_Task instructions_
Filter the records below for the word "time". Keep each line that has it.

BEGIN

PR #763, opened 2022-03-09
Unify leapp-preupgrade and leapp-upgrade logs

fernflower:
Instead of having a dedicated leapp-CMDNAME file for
each command log latest run as leapp.log.

### DIFF
--- a/leapp/config.py
+++ b/leapp/config.py
@@ -18,7 +18,6 @@ _REPORTS = [
 # debug logs that will get reported at the end of a preupgrade/upgrade run if they were created/modified during it
 _LOGS = [
     'leapp-upgrade.log',
-    'leapp-preupgrade.log'
 ]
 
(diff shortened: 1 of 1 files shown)


vinzenz:
Well if you would do this now, this would mean you would have to update all the documentation. Also would this clash a bit with C2R - While I am pretty sure why you think we need this, I think there might be an alternative solution. I think it might work if you would set leapp.logger._logger to None after you're done.

fernflower:
Well iiuc clash with convert2rhel is not something we have to worry about anymore, as they won't be using leapp for conversions.
If we don't have doc freeze I'd rather have 1 log file, but maybe `leapp.log` is a very bad name yeah. How about keeping `leapp-upgrade.log` for both preupgrade and upgrade? Or maybe just `leapp-run.log`?

fernflower:
This one came in pair with https://github.com/oamg/leapp-repository/pull/850 which is now closed in favor of https://github.com/oamg/leapp/pull/764

PR #764, opened 2022-03-10
logging: Fix missing logging

vinzenz:
Previously we started using logging before it had been initialized.
Which resulted in leapp stopping to log for some logger names the debug
output. We did not know why this happened. It turns out that fileConfig
from the logging library has a parameter disable_existing_loggers which
is by default set to True and will set all loggers that have existed
before the call to fileConfig to disabled. Which in turn will make them
stop logging of course.
This patch will change this behaviour and set disable_existing_loggers
to False in order to have existing loggers be still enabled.


Rezney (approved):
The original issue has been fixed.

PR #770, opened 2022-03-29
Enable building leapp for specific chroots only

fernflower:
Instead of building for all project chroots use -r/--chroot
option to specify chroots.
Tmt-tests workflow and copr-build workflow will be passing proper
chroots now via COPR_CHROOT env var.
Also some refactoring has been done to the workflows to move all
magic constants to env section.

OAMG-6735


fernflower:
My bad, leapp is supposed to be built everywhere. So closing this and will limit chroots for leapp-repository only

PR #772, opened 2022-04-28
Pass enable root auth post-install-script

fernflower:
This should allow root auth on every guest, even those that
don't have it enabled by default.
This patch also pins tft github action to 1.2.10.

OAMG-6748


fernflower:
Proof it works - workflow file https://github.com/fernflower/leapp/actions/runs/2239316914/workflow , workflow run https://github.com/fernflower/leapp/actions/runs/2239316914

fernflower:
Okay, now it should work (added a missing krb5-config installation step) https://github.com/fernflower/leapp/actions/runs/2239393551

pirat89 (approved):

PR #781, opened 2022-06-21
Preserve the original inhibitor detection valid for now

pirat89:
As we substituted Tags and Flags with Groups recently, it has
impact on original detection of inhibitor inside leapp-repository
which is not compatible with the new reporting implementation.
As it could happen that new framework and old leapp-repository could
be installed on the system, the consequence in such a case is that
inhibitors will not be caught and user running:
```
  # leapp upgrade --reboot
```
could hit various serious issues. This change make sure we keep the
original functionality working, until we drop flags & tags
completely, providing enough time to everyone to adapt to new
changes.

### DIFF
--- a/leapp/reporting/__init__.py
+++ b/leapp/reporting/__init__.py
@@ -326,6 +326,12 @@ def _create_report_object(entries):
     _sanitize_entries(entries)
     for entry in entries:
         entry.apply(report)
+    if Groups.INHIBITOR in report.get('groups', []):
+        # Before removing Flags, the original inhibitor detection worked
+        # by checking the `flags` field; keep the `flags` field until we drop Flags completely
+        # Currently we know that 'flags' does not exist otherwise so it's
+        # safe to just set it
+        report['flags'] = [Groups.INHIBITOR]
 
     return Report(report=report)
 
--- a/leapp/utils/report.py
+++ b/leapp/utils/report.py
@@ -139,4 +139,15 @@ def generate_report_file(messages_to_report, context, path, report_schema='1.1.0
                     groups = msg.pop('groups', [])
                     msg['flags'] = [g for g in groups if g in _DEPRECATION_FLAGS]
                     msg['tags'] = [g for g in groups if g not in _DEPRECATION_FLAGS]
+            if report_schema_tuple == (1, 2, 0):
+                # DEPRECATED: flags, tags
+                # NOTE(pstodulk): This is a temporary solution to ensure that
+                # flags are not present in the JSON output as we need to re-introduce
+                # flags internally to ensure that any inhibitor checks will not
+                # be negatively affected until we drop flags and tags completely.
+                messages_to_report = list(messages_to_report)
+                for msg in messages_to_report:
+                    # NOTE(ivasilev) As flags field is created only if there is an inhibitor
+                    # a default value to pop has to be specified not to end up with a KeyError
+                    msg.pop('flags', None)
             json.dump({'entries': messages_to_report, 'leapp_run_id': context}, f, indent=2)


leapp/reporting/__init__.py
```diff
@@ -326,6 +326,11 @@ def _create_report_object(entries):
     _sanitize_entries(entries)
     for entry in entries:
         entry.apply(report)
+    if Groups.INHIBITOR in report.get('groups', []):
+        # Keep the orig inhivitor functionality until we drop it completely
```
MichalHe, line 330:
```suggestion
        # Keep the original inhibitor functionality until we drop it completely
```
Idea: maybe the comment could provide insights how the inhibitor detection works  
```suggestion
        # Before removing Flags, the original inhibitor detection worked by checking the `flags` field; keep the `flags` field until we drop Flags completely
```

leapp/utils/report.py
```diff
@@ -139,4 +139,13 @@ def generate_report_file(messages_to_report, context, path, report_schema='1.1.0
                     groups = msg.pop('groups', [])
                     msg['flags'] = [g for g in groups if g in _DEPRECATION_FLAGS]
                     msg['tags'] = [g for g in groups if g not in _DEPRECATION_FLAGS]
+            if report_schema_tuple == (1, 2, 0):
```
MichalHe, line 142: Nitpick: imho checking for exact version of report schema might cause problems when we bump the schema version sooner than the flags/tags deprecation period has elapsed. However, I am not sure how often such version change is performed, and therefore, my concerns might not be necessary. 
```suggestion
            if report_schema_tuple >= (1, 2, 0):
```

leapp/utils/report.py
```diff
@@ -139,4 +139,13 @@ def generate_report_file(messages_to_report, context, path, report_schema='1.1.0
...
+                # DEPRECATED: flags, tags
+                # NOTE(pstodulk): This is a temporary solution to ensure that
+                # flags are not present in the JSON output as we need to re-introduce
+                # flags internally to ensure that any inhibitor checks will not
+                # be negatively affected until we drop flags and tags completely.
+                messages_to_report = list(messages_to_report)
```
MichalHe, line 148: Maybe I am too tired, but why is the conversion to list necessary?

We are iterating over it on the next line, however, we know that the collection is iterable, otherwise the conversion to list would fail. And we are not modifying the collection itself as we iterate, but rather the individual `msg` dictionaries, therefore, we should be OK without creating a list from the messages.

(Tested using the following snippet)
```python3
a_list = [{'flags': ['someflags']}]
for msg in a_list:
    msg.pop('flags')
```

MichalHe (commented):
I've just reviewed the changes, thus, I cannot approve it until I test it. However, looks good to me with a minor nitpicks.

leapp/utils/report.py
pirat89: Basically I chose this solution as we do not have any idea what will be in another version. We know only what's in the current one and previous versions. With the bump of the schema, I expect this function will be updated to cover the function properly. And there is high chance this piece of code will be removed before we introduce new schema. So I prefer to keep it as it is now.

leapp/reporting/__init__.py
pirat89: Good point!

leapp/utils/report.py
pirat89: It is not strictly necessary, the reason is mentioned here:
https://github.com/oamg/leapp/blob/567400d46a844d744b62fb938be81fe50ab9e342/leapp/utils/report.py#L131

Basically I am just keeping consistency with the rest of the code in the function.

MichalHe:
Tested the patch, works as expected. Builds used during testing:
- `leapp` - current master
- `leapp-PR781` - this PR
- `leapp-repository-old` - leapp repository without modified inhibition detection 
- `leapp-repository-new` - leapp repository with modified inhibition detection 

|      Correctly inhibits?    | `leapp`                        | `leapp-PR781`           |
|--------------------------------|------------------------------|------------------------------|
|`leapp-repository-old`    | :red_circle:                  | :heavy_check_mark: | 
|`leapp-repository-new`  | :heavy_check_mark:   | :heavy_check_mark: |

fernflower:
Please fix linter error.
```
************* Module leapp.reporting.__init__
leapp/reporting/__init__.py:330:0: C0301: Line too long (157/120) (line-too-long)
```

pirat89:
@fernflower fixed & squashed

leapp/utils/report.py
```diff
@@ -139,4 +139,13 @@ def generate_report_file(messages_to_report, context, path, report_schema='1.1.0
...
+                for msg in messages_to_report:
+                    msg.pop('flags')
```
fernflower, line 150: Your patch creates `flags` field only in case report has an inhibitor, but here you are popping `flags` from any message. I suspected this to crash and it really does in case of report-schema 1.2.0
```

  File "/usr/bin/leapp", line 11, in <module>

    load_entry_point('leapp==0.14.0', 'console_scripts', 'leapp')()

  File "/usr/lib/python3.6/site-packages/leapp/cli/__init__.py", line 43, in main

  File "/usr/lib/python3.6/site-packages/leapp/utils/clicmd.py", line 106, in execute

    args.func(args)

  File "/usr/lib/python3.6/site-packages/leapp/utils/clicmd.py", line 128, in called

    self.target(args)

  File "/usr/lib/python3.6/site-packages/leapp/cli/commands/upgrade/breadcrumbs.py", line 94, in wrapper

    return f(*args, breadcrumbs=breadcrumbs, **kwargs)

  File "/usr/lib/python3.6/site-packages/leapp/cli/commands/preupgrade/__init__.py", line 73, in preupgrade

    util.generate_report_files(context, report_schema)

  File "/usr/lib/python3.6/site-packages/leapp/cli/commands/upgrade/util.py", line 147, in generate_report_files

    generate_report_file(messages, context, report_json, report_schema)

  File "/usr/lib/python3.6/site-packages/leapp/utils/report.py", line 150, in generate_report_file

    msg.pop('flags')

KeyError: 'flags'
```
http://artifacts.osci.redhat.com/testing-farm/255b2826-8ee9-471f-881e-30b94fa85fef/

vinzenz: `dict.pop` and `dict.get` are annoying, pop behaves differently if no default parameter was passed.

fernflower (dismissed):
`msg.pop('flags')` should be changed to `msg.pop('flags', None)`

fernflower:
Tried adding a commit into your branch and got permission denied. Could you please allow it?
Or maybe just fix the issue I pointed out? 
```
diff --git a/leapp/utils/report.py b/leapp/utils/report.py
index 6248101..71a2f29 100644
--- a/leapp/utils/report.py
+++ b/leapp/utils/report.py
@@ -147,5 +147,7 @@ def generate_report_file(messages_to_report, context, path, report_schema='1.1.0
                 # be negatively affected until we drop flags and tags completely.
                 messages_to_report = list(messages_to_report)
                 for msg in messages_to_report:
-                    msg.pop('flags')
+                    # NOTE(ivasilev) As flags field is created only if there is an inhibitor a default value to pop
+                    # has to be specified not to end up with a KeyError
+                    msg.pop('flags', None)
             json.dump({'entries': messages_to_report, 'leapp_run_id': context}, f, indent=2)
```

pirat89:
@fernflower I cannot find out why you do not have the permission to commit into my fork, as regarding the github settings you should be able to do it. Let's experiment with that in future. I will for now update the commit to unblock it.

leapp/utils/report.py
pirat89: nice catch.

fernflower (approved):
Now the tests are fine.

PR #784, opened 2022-07-19
api: Preserve environment variables when calling a command

matejmatuska:
When calling a command with `_call` and `env` parameter is not `None`,
create and modify a copy of caller process environment variables and
call the command with the copy in order to preserve them.

Jira ref: OAMG-7203


vinzenz (approved):

vinzenz:
Very nice, thanks a lot!

PR #3966, opened 2019-11-15
Fix modulemd_defaults upload/copy collision traceback

ggainey:
closes #5658

### DIFF
--- a/server/pulp/server/db/model/__init__.py
+++ b/server/pulp/server/db/model/__init__.py
@@ -883,7 +883,15 @@ class FileContentUnit(ContentUnit):
         path = FileStorage.get_path(self)
         if filename:
             if not os.path.isabs(filename):
-                path = os.path.join(path, filename)
+                if not os.path.exists(path) or os.path.isdir(path):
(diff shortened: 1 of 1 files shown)


daviddavis:
Forgive my ignorance but I see that this problem is caused by two different directory structures being used for modulemd defaults (uploaded vs associated). Is it possible to resolve that problem? Or is it possible to resolve this problem in pulp_rpm somehow?

ggainey:
> Forgive my ignorance but I see that this problem is caused by two different directory structures being used for modulemd defaults (uploaded vs associated). Is it possible to resolve that problem? Or is it possible to resolve this problem in pulp_rpm somehow?

You're not wrong, and we thought about approaching this by modifying the upload code path. Fixing upload fixes future uses, but since this has been released 'into the wild already', would require work at upgrade-time to find and move/rename affected files.

The combination of "risk of cracking open upload", the impact on upgrade time, and the number of other things we need to be doing with the resources we have, made me decide to patch the problem at the symptom - especially since we're already inside a method that already describes itself with "This is a total hack"

daviddavis (approved):
Thanks for the explanation. LGTM.

PR #3969, opened 2019-12-11
Updates latest version to 3.0

dkliban:
This patch ensures that pulp 2 docs never publish to the root of docs.pulpproject.org again.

END

_Answer below_
completely, providing enough time to everyone to adapt to new
You're not wrong, and we thought about approaching this by modifying the upload code path. Fixing upload fixes future uses, but since this has been released 'into the wild already', would require work at upgrade-time to find and move/rename affected files.
The combination of "risk of cracking open upload", the impact on upgrade time, and the number of other things we need to be doing with the resources we have, made me decide to patch the problem at the symptom - especially since we're already inside a method that already describes itself with "This is a total hack"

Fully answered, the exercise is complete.